Protecting an individual’s privacy when releasing their data is inherently an exercise in relativity, regardless of how privacy is qualified or quantified. This is because we can only limit the gain in information about an individual relative to what could be derived from other sources. This framing is the essence of differential privacy (DP), through which this article examines two statistical disclosure control (SDC) methods for the United States Decennial Census: the Permutation Swapping Algorithm (PSA), which resembles the 2010 Census’s disclosure avoidance system (DAS), and the TopDown Algorithm (TDA), which was used in the 2020 DAS. To varying degrees, both methods leave unaltered certain statistics of the confidential data—their invariants—and hence neither can be readily reconciled with DP, at least as originally conceived.

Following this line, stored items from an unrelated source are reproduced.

PR #6782, opened 2020-10-29
[MU4] Sync CI scripts from 3.x to master

igorkorsukov:
Sync CI scripts from 3.x to master

### DIFF
--- a/build/ci/linux/runmtests.sh
+++ b/build/ci/linux/runmtests.sh
@@ -3,21 +3,22 @@
 echo "Run MuseScore mtest"
 trap 'echo Run tests failed; exit 1' ERR
 
-df -k .
+df -h .
 
 . ./../musescore_environment.sh
 
-cd build.release/mtest
+cd build.debug/mtest
 
-# vnc is the only tested platform plugin that allows to run
-# mscore executable in the used Travis environment.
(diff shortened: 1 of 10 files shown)


build/ci/linux/runmtests.sh
```diff
@@ -7,17 +7,18 @@ df -k .
...
 make -j2
 
 df -k .
 
-xvfb-run -a ctest -j2 --output-on-failure
+ctest -j2 --output-on-failure
 
-df -k .
\ No newline at end of file
+df -k .
```
Jojo-Schmitz, line 24: Not quite sure what the purpose of these is (I guess some debugging output), but a) IIRC `-k` is the default as per POSIX, and b) Linux' df's `-h' might be more helpful, 'human readable'?

igorkorsukov: We had a problem with free space.
I added this for monitoring
I will change to `-h`, thanks.

igorkorsukov: https://github.com/musescore/MuseScore/pull/6687

Jojo-Schmitz: Didn't notice those back then ;-)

Nevertheless, we show how invariants can naturally be integrated into DP and use this to establish that the PSA satisfies pure DP subject to the invariants it necessarily induces, thereby proving that this traditional SDC method can, in fact, be understood from the perspective of DP. By a similar modification to zero-concentrated DP, we also provide a DP specification for the TDA. Finally, as a point of comparison, we consider a counterfactual scenario in which the PSA was adopted for the 2020 Census, resulting in a reduction in the nominal protection loss budget but at the cost of releasing many more invariants. This highlights the pervasive danger of comparing budgets without accounting for the other dimensions on which DP formulations vary (such as the invariants they permit). Therefore, while our results articulate the mathematical guarantees of SDC provided by the PSA, the TDA, and the 2020 DAS in general, care must be taken in translating these guarantees into actual privacy protection—just as is the case for any DP deployment.
Due to HDSR’s poor formatting of mathematical equations and tables, I recommend reading the paper PDF here, rather than the HDSR publication.
This article is Part II of a trio of papers. See Part I here and Part III here.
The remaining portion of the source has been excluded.